Among the 81 that increase β-amyloid toxicity, the investigators said on gene, SURF4 stands out based on its role in controlling intercellular calcium that increases the toxicity of the β-amyloid protein. The study is published in the International Journal of Molecular Sciences.

“Calcium is one of the most important messengers that transfer information from the outside to within cells. It is involved in almost all cell functions,” said study lead Francisco J. Muñoz faculty member in the Laboratory of Molecular Physiology, Department of Medicine and Life Sciences at UPF. “Hence, when the Surf4 protein is overexpressed, which decreases calcium entry and aborts the cellular processes dependent on it, neurons cannot function and they become very sensitive to amyloid toxicity.”

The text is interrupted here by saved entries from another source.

PR #18896, opened 2026-08-30
✨ feat(acceptance): add a keyset-paged list read and batch status/delete writes

arvinxx:
Server half of the acceptance list-panel work. **Merge this first** — the UI PR calls these procedures and cannot build without them.

The aggregate could not answer three things the list panel needs:

- **`listPage`** — a keyset page of the same feed (newest first), taking the same `filter` vocabulary as `list` and applying it in the *query*. A client-side status filter over a page of thirty shows however many of those thirty happen to match, which reads as "you only have four in progress" when the rest are on page two. `filter → statuses` is now one shared mapping both reads use.
- **No paged search, on purpose.** A title search must span the whole owned set — `list` already does that, resolving every subject title before capping — so the panel asks that one while a query is live and this one while browsing.
- **`updateStatusBatch` / `removeBatch`** — sweep a multi-selection in one action. A row that cannot take the transition (mid-verification, so undecidable; or someone else's row in a workspace) is **collected, not thrown**: one ineligible row must not void the other forty, and the caller reports what actually landed.
- **`getBundle.canReview`** — whether *this* viewer may review, computed from the same rule the write path enforces (`assertWorkspaceRowManageable`: the creator, or an owner of the acceptance's own workspace — not the viewer's currently-active one). Clients were re-deriving it from `isOwner`, which is stricter than the server.

#### Test

- [x] Tested locally
- [x] Added/updated tests
- [ ] No tests needed

`AcceptanceModel.queryPage` has real-database coverage: walking the whole feed with no row repeated or skipped, no next cursor on an exactly-full final page, the status split applied in the query (including a page size of one), never paging across owners, and a malformed cursor read as the start of the feed.

Exercised end to end against a local stack through the UI PR — paging, both batch sweeps, and the permission flag on a teammate's delivery inside a workspace.

#### 🔗 Related Issue

Part of the acceptance list-panel work; the UI half is stacked on this branch.

### DIFF
--- a/apps/server/src/routers/lambda/_helpers/acceptanceWriteScope.test.ts
+++ b/apps/server/src/routers/lambda/_helpers/acceptanceWriteScope.test.ts
@@ -1,0 +1,68 @@
+// @vitest-environment node
+import { beforeEach, describe, expect, it, vi } from 'vitest';
+
+import { canManageAcceptance } from './acceptanceWriteScope';
+
+const getMember = vi.hoisted(() => vi.fn());
+
+vi.mock('@/database/models/workspaceMember', () => ({
+  WorkspaceMemberModel: class {
+    getMember = getMember;
+  },
+}));
+
+const db = {} as never;
+const row = (userId: string, workspaceId: string | null) =>
+  ({ userId, workspaceId }) as { userId: string; workspaceId: string | null };
+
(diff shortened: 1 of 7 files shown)


arvinxx:
@codex review

PR #18897, opened 2026-08-30
✨ feat(acceptance): scroll, group and sweep the acceptance list

arvinxx:
UI half of the acceptance list-panel work, **stacked on #18896** (it calls that PR's procedures). Base retargets to `canary` once #18896 merges.

- **Infinite scroll.** The panel keeps two feeds and uses one at a time: browsing scrolls the keyset-paged read, searching hands off to the flat one, which resolves every subject title across the whole owned set. A paged search would only ever match what had scrolled in, and would report an exhausted list while the match sat on page four.
- **Group by project / status / time, or not at all** — a persisted preference, sharing the filter popover rather than taking a fourth icon in a 260px header. Time buckets cut on `createdAt`, the feed's own sort and paging key: bucketing on last activity leaves a "today" section that stays incomplete until the whole month has scrolled in. Spans are rolling ("last 7 days"), so a Monday does not push all of Sunday into "earlier".
- **The row carries its project where the grouping does not name it.** Under status/time/no grouping a row's affiliation was nowhere on screen; those modes give it a second line. Grouping by project keeps the single-line row — the bucket header already says it. Only rows that actually have a project grow the line.
- **Multi-select with batch accept / close / delete.** Each action is disabled when nothing in the selection can take it, so a live button is always one that changes something; a mixed sweep reports what did not move and hands those rows back still selected instead of silently claiming success. Delete stays an icon behind a confirm — it must not read as a peer of the two routine sweeps.
- **Rename through the shared modal** (the same one a topic uses) instead of an inline input, which gave a long title a ~200px editing window.
- **The row menu leads with the status actions.** Deciding the delivery is what the menu is for; rename/move/merge are housekeeping, and delete stays behind its own divider.
- **Review controls follow the server's `canReview`** instead of `isOwner`. Two defects, one cause: a shared link rendered live review controls whose every click answered `Acceptance not found`, and a workspace owner opening a teammate's delivery got a read-only page they actually had rights on.

| Before | After |
| ------ | ----- |
| No paging; the list stopped at the newest 50 with no way to reach older rows | Scrolling loads the next page automatically |
| Grouping only by project, and only when some row had one | Project / status / time / none, persisted |
| One row at a time | Multi-select with batch accept / close / delete |
| Rename in a ~200px inline input | The shared rename modal |
| Review controls rendered for anyone who could open the page | Rendered for whoever the server says may review |

#### Test

- [x] Tested locally
- [x] Added/updated tests
- [ ] No tests needed

Unit coverage for the pure logic: selection (visible-only narrowing, select-all, per-action eligibility), grouping (bucket order, rolling time spans, `createdAt` bucketing, when sectioning earns its chrome), the filter mapping, and the review-permission rule.

Verified end to end in a browser against a local stack over three rounds, with the evidence published to an Acceptance page: auto-load on scroll (30 → 34 rows, no click), all four grouping modes, both batch sweeps landing in the database, batch delete with its confirm, the rename modal persisting, the menu order, and the permission flag compared across a teammate's personal share (read-only) and a teammate's delivery inside a workspace the viewer owns (reviewable).

#### 🔗 Related Issue

Stacked on #18896.


arvinxx:
@codex review

PR #18907, opened 2026-08-31
🔒️ fix(agent): authorize SSE stream subscriptions

arvinxx:
## Summary

- enforce the authenticated API key workspace against Agent Runtime ownership metadata before opening `/api/agent/stream`
- return the existing indistinguishable `operation_not_found` response for cross-workspace attempts
- preserve the runtime-metadata authorization and share-visitor SSE denial introduced by the latest `canary`
- add regression coverage for a same-user API key attempting to read an operation from another workspace

## Context

The original authentication work in this PR was superseded by the Agent Share implementation on `canary`, which uses runtime ownership metadata and safely supports operations whose initial `agent_operations` write failed. After rebasing, this PR contains only the remaining API-key workspace isolation fix.

## Test plan

- focused lint check: clean
- `pnpm exec vitest run --silent=passed-only src/app/(backend)/api/agent/stream/__tests__/route.test.ts`: 29 passed

### DIFF
--- a/src/app/(backend)/api/agent/stream/__tests__/route.test.ts
+++ b/src/app/(backend)/api/agent/stream/__tests__/route.test.ts
@@ -119,6 +119,28 @@ describe('/api/agent/stream route', () => {
       expect(mockStreamEventManager.getStreamHistory).not.toHaveBeenCalled();
     });
 
+    it('should return 404 when an API key belongs to a different workspace', async () => {
+      mockCreateLambdaContext.mockResolvedValue({
+        apiKeyScopes: null,
+        userId: OWNER_USER_ID,
+        workspaceId: 'workspace-1',
+      });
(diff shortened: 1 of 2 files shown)


arvinxx:
Addressed the persistence-gap review in `a8d9d7cdf0`.

The stream route now prefers the durable `agent_operations` owner record, but when that row is absent (the intentionally non-fatal initial write failure case), it authorizes against the live runtime metadata created for the operation. Both paths enforce the authenticated `userId`; API-key requests additionally enforce the bound workspace. A persisted foreign-owner row never falls through to runtime metadata.

Added regressions for runtime-only ownership success, foreign runtime ownership rejection, and API-key workspace mismatch. The focused check is lint-clean with 27 tests passing.

arvinxx:
@codex review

To identify the genes involved in regulating AD, the team analyzed 5,154 mutants of the yeast Saccharomyces cerevisiae with the expression of each gene eliminated. “In the present work, we used Saccharomyces cerevisiae to perform a genome-wide screen to identify regulations of amyloid toxicity. The choice of this model system was based on its reduced complexity and on the similarity of most of its molecular signaling pathways to mammals, including those regulating autophagy, apoptosis, mitochondrial function, cellular trafficking and protein homeostasis,” the researchers noted.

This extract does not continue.